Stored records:
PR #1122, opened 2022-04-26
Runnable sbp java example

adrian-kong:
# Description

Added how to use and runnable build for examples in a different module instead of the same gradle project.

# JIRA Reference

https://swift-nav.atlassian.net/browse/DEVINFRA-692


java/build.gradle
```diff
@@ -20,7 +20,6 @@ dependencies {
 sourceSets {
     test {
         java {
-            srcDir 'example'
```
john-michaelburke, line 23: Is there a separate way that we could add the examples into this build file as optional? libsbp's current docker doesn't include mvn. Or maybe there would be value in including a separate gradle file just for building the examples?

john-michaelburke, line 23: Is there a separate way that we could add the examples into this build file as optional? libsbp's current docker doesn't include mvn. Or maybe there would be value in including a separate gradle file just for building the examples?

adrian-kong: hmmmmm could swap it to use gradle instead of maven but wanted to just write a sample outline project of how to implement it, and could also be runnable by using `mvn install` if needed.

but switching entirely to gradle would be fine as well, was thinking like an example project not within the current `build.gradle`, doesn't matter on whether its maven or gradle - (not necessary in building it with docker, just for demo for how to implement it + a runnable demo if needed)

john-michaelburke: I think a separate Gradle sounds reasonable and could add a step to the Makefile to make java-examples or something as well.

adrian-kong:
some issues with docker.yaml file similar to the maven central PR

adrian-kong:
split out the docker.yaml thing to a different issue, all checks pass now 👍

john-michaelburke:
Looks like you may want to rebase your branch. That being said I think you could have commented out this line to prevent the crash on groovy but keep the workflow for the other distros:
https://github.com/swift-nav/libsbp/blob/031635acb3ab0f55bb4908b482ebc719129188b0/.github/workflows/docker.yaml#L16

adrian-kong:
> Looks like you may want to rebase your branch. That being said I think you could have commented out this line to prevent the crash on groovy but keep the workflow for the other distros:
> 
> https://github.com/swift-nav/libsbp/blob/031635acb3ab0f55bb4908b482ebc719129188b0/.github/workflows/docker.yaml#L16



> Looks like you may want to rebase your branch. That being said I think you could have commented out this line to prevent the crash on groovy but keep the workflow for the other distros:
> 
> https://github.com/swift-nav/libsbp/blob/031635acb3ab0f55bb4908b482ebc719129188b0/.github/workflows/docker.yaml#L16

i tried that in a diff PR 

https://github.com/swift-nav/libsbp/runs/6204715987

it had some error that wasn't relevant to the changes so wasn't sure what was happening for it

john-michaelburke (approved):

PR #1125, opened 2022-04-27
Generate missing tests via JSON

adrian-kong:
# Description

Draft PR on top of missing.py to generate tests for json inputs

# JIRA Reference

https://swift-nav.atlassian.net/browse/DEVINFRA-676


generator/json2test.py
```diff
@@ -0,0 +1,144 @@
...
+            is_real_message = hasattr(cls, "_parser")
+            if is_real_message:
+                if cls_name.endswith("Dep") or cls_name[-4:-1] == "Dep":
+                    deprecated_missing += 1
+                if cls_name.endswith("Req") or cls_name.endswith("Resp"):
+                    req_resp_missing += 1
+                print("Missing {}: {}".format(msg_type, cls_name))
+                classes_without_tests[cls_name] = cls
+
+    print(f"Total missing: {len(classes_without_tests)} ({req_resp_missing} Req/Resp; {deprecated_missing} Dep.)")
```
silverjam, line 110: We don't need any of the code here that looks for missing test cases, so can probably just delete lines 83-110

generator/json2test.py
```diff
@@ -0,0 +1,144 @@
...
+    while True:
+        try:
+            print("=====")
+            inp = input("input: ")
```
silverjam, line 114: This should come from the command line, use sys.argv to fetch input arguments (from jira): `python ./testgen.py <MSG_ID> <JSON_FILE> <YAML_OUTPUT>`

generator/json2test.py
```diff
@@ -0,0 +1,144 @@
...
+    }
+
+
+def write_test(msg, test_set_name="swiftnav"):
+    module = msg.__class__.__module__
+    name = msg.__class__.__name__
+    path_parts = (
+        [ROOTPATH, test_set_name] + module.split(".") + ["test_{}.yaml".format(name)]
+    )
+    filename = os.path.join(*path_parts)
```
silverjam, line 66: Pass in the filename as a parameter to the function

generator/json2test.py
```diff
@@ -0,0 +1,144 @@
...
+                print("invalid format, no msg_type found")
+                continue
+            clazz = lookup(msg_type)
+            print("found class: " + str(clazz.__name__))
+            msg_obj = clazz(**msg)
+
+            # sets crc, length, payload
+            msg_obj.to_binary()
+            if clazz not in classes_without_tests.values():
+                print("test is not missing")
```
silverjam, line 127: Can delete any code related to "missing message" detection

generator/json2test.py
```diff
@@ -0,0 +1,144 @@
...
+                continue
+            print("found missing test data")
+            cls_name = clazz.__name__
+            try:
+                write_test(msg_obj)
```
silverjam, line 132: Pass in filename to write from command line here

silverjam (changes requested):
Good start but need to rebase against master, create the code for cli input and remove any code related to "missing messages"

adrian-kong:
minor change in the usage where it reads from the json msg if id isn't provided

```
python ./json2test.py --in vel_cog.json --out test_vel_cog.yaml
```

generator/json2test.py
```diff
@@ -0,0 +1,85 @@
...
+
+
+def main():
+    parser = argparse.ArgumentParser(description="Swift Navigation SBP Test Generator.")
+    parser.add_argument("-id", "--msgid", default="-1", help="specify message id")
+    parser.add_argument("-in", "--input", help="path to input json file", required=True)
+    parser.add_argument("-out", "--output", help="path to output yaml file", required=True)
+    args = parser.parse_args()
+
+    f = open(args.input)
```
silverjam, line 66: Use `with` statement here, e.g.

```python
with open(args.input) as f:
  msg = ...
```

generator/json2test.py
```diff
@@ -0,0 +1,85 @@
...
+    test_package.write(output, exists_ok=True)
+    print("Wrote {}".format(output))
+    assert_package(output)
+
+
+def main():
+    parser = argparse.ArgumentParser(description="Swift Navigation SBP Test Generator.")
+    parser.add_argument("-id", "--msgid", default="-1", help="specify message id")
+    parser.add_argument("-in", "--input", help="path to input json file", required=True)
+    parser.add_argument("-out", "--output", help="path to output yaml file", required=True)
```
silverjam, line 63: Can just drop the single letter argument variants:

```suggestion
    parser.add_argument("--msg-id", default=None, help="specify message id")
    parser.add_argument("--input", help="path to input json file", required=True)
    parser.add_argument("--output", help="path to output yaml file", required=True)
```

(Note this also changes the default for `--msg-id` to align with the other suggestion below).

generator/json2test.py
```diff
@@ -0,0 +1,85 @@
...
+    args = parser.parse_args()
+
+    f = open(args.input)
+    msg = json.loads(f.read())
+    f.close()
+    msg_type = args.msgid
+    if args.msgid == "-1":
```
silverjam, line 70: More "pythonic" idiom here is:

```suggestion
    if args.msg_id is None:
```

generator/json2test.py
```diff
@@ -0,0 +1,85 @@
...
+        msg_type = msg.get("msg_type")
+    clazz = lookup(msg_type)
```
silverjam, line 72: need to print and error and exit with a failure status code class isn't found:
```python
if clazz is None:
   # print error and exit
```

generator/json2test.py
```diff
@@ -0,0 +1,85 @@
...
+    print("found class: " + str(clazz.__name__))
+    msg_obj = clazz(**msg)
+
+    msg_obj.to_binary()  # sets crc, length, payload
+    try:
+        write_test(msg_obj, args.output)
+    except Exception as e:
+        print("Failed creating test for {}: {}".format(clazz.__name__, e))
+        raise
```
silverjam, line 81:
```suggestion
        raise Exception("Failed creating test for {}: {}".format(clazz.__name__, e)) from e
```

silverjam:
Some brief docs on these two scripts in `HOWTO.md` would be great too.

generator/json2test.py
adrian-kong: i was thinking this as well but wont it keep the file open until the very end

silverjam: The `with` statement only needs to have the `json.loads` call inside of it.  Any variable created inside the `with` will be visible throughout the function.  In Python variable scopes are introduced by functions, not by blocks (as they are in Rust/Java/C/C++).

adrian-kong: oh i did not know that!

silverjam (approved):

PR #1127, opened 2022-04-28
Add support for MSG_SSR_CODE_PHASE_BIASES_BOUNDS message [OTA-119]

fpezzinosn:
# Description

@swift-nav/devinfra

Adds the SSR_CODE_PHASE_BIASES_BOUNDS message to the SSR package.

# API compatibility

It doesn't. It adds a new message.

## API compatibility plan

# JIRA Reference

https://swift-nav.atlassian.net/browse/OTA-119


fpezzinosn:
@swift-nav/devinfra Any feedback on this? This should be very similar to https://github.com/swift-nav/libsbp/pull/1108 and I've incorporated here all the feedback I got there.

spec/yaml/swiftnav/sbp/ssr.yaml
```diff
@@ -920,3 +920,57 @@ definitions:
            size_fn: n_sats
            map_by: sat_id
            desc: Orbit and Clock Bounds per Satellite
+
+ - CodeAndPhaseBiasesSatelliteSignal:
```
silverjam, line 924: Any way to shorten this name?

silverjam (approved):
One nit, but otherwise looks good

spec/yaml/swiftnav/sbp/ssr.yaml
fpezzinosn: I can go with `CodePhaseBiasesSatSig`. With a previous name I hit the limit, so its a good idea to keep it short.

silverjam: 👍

* _What the task asks_: What is the number of lines in the entries above that contain the string "very"? Reply with the number and nothing more.

* _Solution_: 2